There was a recent USB developers conference held at the Doubletree Hotel in San Jose, California on November 17-18, on SuperSpeed USB or USB 3. There was an estimated 1500 attendees: a sign of great amount of interested in the new standard which is not expected to show up for another year. Here is a post summarizing some of what I had been about to gather from various postings on the Web.

The huge feature of USB 3 is of course “SuperSpeed” which is a 5Gb/s transfer mode, “10x” as fast as the current 480Mb/s high speed mode that we have now. But, there is some thought to future expansion. This new protocol allows expansion and the links will negotiate to the highest speed supported. Currently 5Gb/s is the only specified speed.


It looks like the first devices will start to show up in 2010 and they will likely be mass storage. There are no chip sets out yet. There are some vendors with IP (Intellectual Property) to be used in custom designs. The first release of Windows 7 will not have SuperSpeed built in and Microsoft has not set plans to implement it yet. Also Apple is said to be studying the issue. One of the main goals of the standard is to require no host device-driver changes to support SuperSpeed.
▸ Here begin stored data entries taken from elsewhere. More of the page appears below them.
PR #6430, opened 2020-09-11
[MM-28458] Only show Cloud Admin Onboarding to the First Admin User

nickmisasi:
#### Summary
Some weirdness was happening with the admin onboarding when you had a system_user, and then promoted that user to admin. Through discussion on how to fix this we realized it wouldn't make sense to give every admin the ability to rename the team or generally go through the admin onboarding. This PR makes it so that only the first Admin sees the admin onboarding flow. This includes both the next steps, and the next tips views. 

#### Ticket Link
https://mattermost.atlassian.net/browse/MM-28458

#### Related Pull Requests

- Has server changes n/a
- Has redux changes n/a
- Has mobile changes n/a

#### Screenshots
n/a


ali-farooq0 (approved):
Nice 👍

components/next_steps_view/steps.ts
```diff
@@ -86,10 +86,34 @@ export const Steps: StepType[] = [
     },
 ];
 
+export const isFirstAdmin = createSelector(
+    (state: GlobalState) => getCurrentUser(state),
+    (state: GlobalState) => getUsers(state),
+    (currentUser, users) => {
+        const userIds = Object.keys(users);
+        for (const userId of userIds) {
```
devinbinnie, line 94: This feels a bit inefficient, especially on installations with 1000+ users.
Can we maybe filter down by users with the `system_admin` role and then sort them by their `create_at` date?
Then it's a simple O(1) check to see if the current user id == the first user id.

devinbinnie (changes requested):

components/next_steps_view/steps.ts
nickmisasi: This for loop is O(n), whereas filter + sort would be O(n) + O(nlogn) (and nlogn could be worse depending on sorting algorithm) I could change the for loop to be an array.prototype.filter, but then you would lose the early exit condition of finding a newer admin as the second, third, etc user in the list.

Is there a selector similar to getUsers that is only getAdmins? Or an entity that doesn't show users and only admins? That's the only thing I could see speeding this up - and it'd still be O(n) (short of SQL filters in the backend, but we're trying to avoid server changes)

stevemudie (approved):
LGTM

components/next_steps_view/steps.ts
devinbinnie: I don't think there is, but you're right that'd be the only thing to speed this up. I'd like to see a `filter` here personally instead, but I guess if the performance is the same there's no need to change it.

devinbinnie (approved):

PR #6442, opened 2020-09-14
[MM-28483] Surface custom about modal for cloud instances

nickmisasi:
#### Summary
The default about modal reveals a lot of information that a Cloud user will not care about (and probably shouldn't see for security reasons). This PR adds a custom about modal that appears for Cloud licenses. It utilizes the default AboutCloudModal as an entry-point.

#### Ticket Link
https://mattermost.atlassian.net/browse/MM-28483

#### Related Pull Requests
n/a

#### Screenshots

image


components/about_build_modal/about_build_modal.jsx
```diff
@@ -12,6 +12,8 @@ import Nbsp from 'components/html_entities/nbsp';
 
 import {AboutLinks} from 'utils/constants';
 
+import AboutBuildModalCloud from './about_build_modal_cloud/about_build_modal_cloud';
```
devinbinnie, line 15: For future reference, if you're not connecting the component to redux, you don't need to create a subfolder for it.

components/about_build_modal/about_build_modal.jsx
```diff
@@ -59,6 +61,16 @@ export default class AboutBuildModal extends React.PureComponent {
     render() {
         const config = this.props.config;
         const license = this.props.license;
+        const isCloud = license.Cloud === 'true';
+
+        if (isCloud) {
```
devinbinnie, line 66: Can we move the boolean statement here, just to reduce code bloat?

devinbinnie (approved):
LGTM, just a couple small comments.

matthewbirtch (changes requested):
Nice work @nickmisasi. Two small things I noticed:
- Can we change the padding on `.modal-body` to be:  `padding: 15px 64px`
- If I switch to a dark theme, the line "High trust messaging for the enterprise" is hard to see. It needs to use the proper theme color for the center channel text color
image

Other than that, I think it's good to go!

components/about_build_modal/about_build_modal_cloud/about_build_modal_cloud.scss
```diff
@@ -0,0 +1,72 @@
...
+
+            }
+            .subtitle {
+                width: 294px;
+                height: 24px;
+                left: 0px;
+                top: 32px;
+                font-size: 16px;
+                line-height: 24px;
+                color: #3D3C40;
```
marianunez, line 46: We should use the theme color here and may be what Matt was referring to in dark mode.

components/about_build_modal/about_build_modal_cloud/about_build_modal_cloud.tsx
```diff
@@ -0,0 +1,122 @@
...
+    );
+
+    //
+    const licensee = (
+        <div className='form-group'>
+            <FormattedMessage
+                id='about.licensed'
+                defaultMessage='Licensed to:'
+            />
+            {'\u00a0' + license.Company}
```
marianunez, line 51: For company we want to show the company information when they signed up for cloud and not the company of the license because in this case is always Mattermost. 

We can add this later when we have the endpoints to get Company information from CWS which we will have for Billing in the System Console Soft GA. Created a ticket https://mattermost.atlassian.net/browse/MM-28698

marianunez (approved):
Looks great @nickmisasi! Non-blocking comment below

components/about_build_modal/about_build_modal_cloud/about_build_modal_cloud.scss
nickmisasi: Yeah definitely the culprit

nickmisasi:
Fixed the text, added the padding as requested @matthewbirtch 

With that new padding it doesn't necessarily match the design, distance between the top of the mattermost svg and the header is 46 pixels in figma, but now with 15 px padding on top its 61. Let me know what you think.

image
image

matthewbirtch:
> but now with 15 px padding on top its 61. Let me know what you think.

Ya, you're right. With the 15px on top, it feels off balance. I think you can make that top padding 0 actually. That should do the trick

nickmisasi:
@matthewbirtch back to 0px padding at the top on the next spinwick update. Let me know what you think!

stevemudie (approved):
LGTM

matthewbirtch (approved):
Looks good @nickmisasi. Thanks!

PR #6445, opened 2020-09-15
Possible fix for accessibility test for support in buttons in channel header

prapti:
The error is happening because of the new plugin icon that is recently added. Since this is an accessibility test, the best way to test is using keyboard tab to verify that the buttons in channel header can be accessed as such. Therefore, instead of adding any complex solution, only adding a tab to verify that the pin button can be accessed as expected.

#### Screenshots
Screen Shot 2020-09-14 at 6 16 14 PM

### DIFF
--- a/e2e/cypress/fixtures/partial_default_config.json
+++ b/e2e/cypress/fixtures/partial_default_config.json
@@ -473,6 +473,9 @@
         "PluginStates": {
             "com.mattermost.nps": {
                 "Enable": false
+            },
+            "com.mattermost.plugin-incident-response": {
+                "Enable":false
             }
         },
         "EnableMarketplace": true,
--- a/e2e/cypress/fixtures/partial_default_config.json
+++ b/e2e/cypress/fixtures/partial_default_config.json
@@ -475,7 +475,7 @@
                 "Enable": false
             },
             "com.mattermost.plugin-incident-response": {
-                "Enable":false
+                "Enable": false
             }
         },
         "EnableMarketplace": true,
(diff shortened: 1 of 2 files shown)


saturninoabril (changes requested):
Thanks @prapti. For me, the proper fix here is to disable incident response plugin by default at `partial_default_cofig.json`. This was recently enabled by https://github.com/mattermost/mattermost-server/pull/15360 (same as you mentioned earlier). There are several places where this affected some test, like in the main menu where it adds a plugin option -- made the cloud onboarding test failed too and probably other accessibility/permission tests there.

We can always do `cy.apiUpdateConfig` to enable the plugin on demand depending on test requirement.

prapti:
@saturninoabril I did think about that as well that the plugin would cause other failures, but the incident response plugin is going to be installed and enabled by default in the cloud servers from 5.28 going forward (because of the PR you mentioned). So I was thinking that the adjustments needed to be made to the other tests instead.
Thoughts?

saturninoabril:
My worry here is the difference between local development and CI. It's pre-packaged on compiled version but when running on source, like most contributors do, it needs to install manually. Not to mention but this will add overhead to external contributors since they are running without EE. That's why I think this should be enabled on demand, similar to NPS. Besides, there's a separate E2E for incident response to take care of tests and impact to core. But feel free to evaluate risk/impact and let us know.

prapti:
Thank you for putting that into perspective @saturninoabril. Yeah, in that case I think it only makes sense to disable the plugin esp. since the on-prem behavior is different from the cloud version :)
I'll go ahead and make those changes.

e2e/cypress/fixtures/partial_default_config.json
```diff
@@ -473,6 +473,9 @@
         "PluginStates": {
             "com.mattermost.nps": {
                 "Enable": false
+            },
+            "com.mattermost.plugin-incident-response": {
+                "Enable":false
```
saturninoabril, line 478:
```suggestion
                "Enable": false
```

saturninoabril (approved):
Thanks Prapti for updating and considering my suggestion. Left non-blocking comment.

srkgupta (approved):
Thanks @prapti. The changes LGTM

PR #6447, opened 2020-09-15
Unit Test Execution, Performance Tuning

calebroseland:
#### Summary

This PR tunes unit test scripts to make better use of processing power available (in both developer machine and CI environments).

`npm run`:
- `test`: remove `--forceExit --detectOpenHandles` and set `--maxWorkers` to 50%, which in most cases will allow up to the number of physical CPU cores available (due to hyper/multi threading). In my testing, more-workers-than-cores didn't yield significantly better performance. But, for those who want...
- `test:speed` will leave maxWorkers alone. [Jest docs](https://jestjs.io/docs/en/cli.html#--maxworkersnumstring) say # _cores_ available minus one, but I was observing # of _threads_ available minus one. <sub><sup>Maybe don't run this one while zoom is open 😅; your cooling fans may ramp up.</sub></sup>
- newly added `test:debug` retains `--forceExit --detectOpenHandles` for debugging unit tests.
- and finally, `test-ci` discards `--forceExit --detectOpenHandles`, gets `--ci` to skip writing forgotten snapshots, and `--maxWorkers=8` to make CI unit test execution roughly 5-6x faster, and about 1.7-2x faster for the CI pipeline as a whole. (This PR: `2m 17s` and `9m 34s` respectively.)

You can append to `npm test "search_pattern" --detectOpenHandles` (and/or other args) to retain if running subsets of tests.

Reasoning:

`--forceExit` and `--detectOpenHandles` are useful for debugging purposes, but I believe they should be used only when necessary (e.g. `test:debug`), largely because `--detectOpenHandles` "has a significant performance penalty and should only be used for debugging."

This is because`--detectOpenHandles` implies `--runInBand`, which executes tests serially (effectively passing `--maxWorkers=1`), which is a shame considering our [xlarge (CircleCI) executor has 8 vCPUs](https://circleci.com/docs/2.0/configuration-reference/#docker-executor), and most modern laptops/desktops have at least 4 (if not 6 or 8) cores available.

If all else fails in CI—and Jest hangs—CircleCI's default `10m` output timeout will kick in around the same time, if not a little quicker than a normal pass.


metanerd (approved):
This sounds like a great improvement!

saturninoabril (approved):
Great, looks good to me.

hmhealey (approved):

How is this greatly enhanced speed accomplished with as much backward compatibility as possible? SuperSpeed traffic can travel in both directions at once (dual simplex). A USB 3 system will basically run a SuperSpeed bus and a USB 2 bus in parallel. The bus has two new shielded twisted pairs to run the SuperSpeed and still has the old unshielded twisted pair USB 2 data pair. Going to these two pairs enables not only simplified bus drivers which don’t have to turn around direction, but also more efficient usage as data can be flowing in both directions at once. You can see that the design of hubs are now twice as complicated as they now have to cope with two parallel, separate busses running through them. Hubs now have extra work to do as SuperSpeed is now really routed through the hubs, not using broadcasts as with USB 2. Of course the USB 2 part of a hub should work as its unchanged from current specs.

Another big thing is better power management. Now high power can use 900 mA and low power, 150 mA. The spec is power management, a lot of effort was put into building power management into all the protocol levels. The main thing here is laptops particularly are able to save power when devices are attached. An attached device doesn’t gain much by power managing, except it is really helping the host. If attached at SuperSpeed a device can now draw 150mA unconfigured and 900mA configured. Quite an amount of current.